[Stored items]
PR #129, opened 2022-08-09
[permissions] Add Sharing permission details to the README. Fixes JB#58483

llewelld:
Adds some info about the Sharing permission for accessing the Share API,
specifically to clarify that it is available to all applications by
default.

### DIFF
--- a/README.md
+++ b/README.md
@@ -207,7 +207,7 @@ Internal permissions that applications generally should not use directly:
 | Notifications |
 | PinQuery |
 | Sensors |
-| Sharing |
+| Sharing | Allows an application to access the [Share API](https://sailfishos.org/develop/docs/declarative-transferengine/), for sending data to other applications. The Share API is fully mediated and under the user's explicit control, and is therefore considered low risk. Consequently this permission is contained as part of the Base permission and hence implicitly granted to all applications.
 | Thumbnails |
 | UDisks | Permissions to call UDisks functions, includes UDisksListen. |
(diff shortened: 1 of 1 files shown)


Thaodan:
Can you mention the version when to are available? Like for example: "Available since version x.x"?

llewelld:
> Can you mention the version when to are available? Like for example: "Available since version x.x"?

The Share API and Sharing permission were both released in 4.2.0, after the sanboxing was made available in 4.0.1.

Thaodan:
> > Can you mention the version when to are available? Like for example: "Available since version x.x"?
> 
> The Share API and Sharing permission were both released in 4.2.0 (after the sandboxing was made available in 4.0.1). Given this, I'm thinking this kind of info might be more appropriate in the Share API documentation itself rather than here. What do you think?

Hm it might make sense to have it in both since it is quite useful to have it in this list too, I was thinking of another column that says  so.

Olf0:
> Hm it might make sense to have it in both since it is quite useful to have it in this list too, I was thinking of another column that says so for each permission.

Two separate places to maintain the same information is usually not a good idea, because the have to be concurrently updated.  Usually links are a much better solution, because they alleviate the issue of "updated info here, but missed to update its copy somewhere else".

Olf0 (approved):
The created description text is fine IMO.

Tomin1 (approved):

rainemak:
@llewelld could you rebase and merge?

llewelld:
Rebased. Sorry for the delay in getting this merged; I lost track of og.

AIM OF THE TASK -
Quote the data above from the line containing "available in 4.0.1." to the line containing "for each permission.", inclusive, and stop.

REPLY TO THE EXERCISE -
The Share API and Sharing permission were both released in 4.2.0, after the sanboxing was made available in 4.0.1.

Thaodan:
> > Can you mention the version when to are available? Like for example: "Available since version x.x"?
> 
> The Share API and Sharing permission were both released in 4.2.0 (after the sandboxing was made available in 4.0.1). Given this, I'm thinking this kind of info might be more appropriate in the Share API documentation itself rather than here. What do you think?

Hm it might make sense to have it in both since it is quite useful to have it in this list too, I was thinking of another column that says  so.

Olf0:
> Hm it might make sense to have it in both since it is quite useful to have it in this list too, I was thinking of another column that says so for each permission.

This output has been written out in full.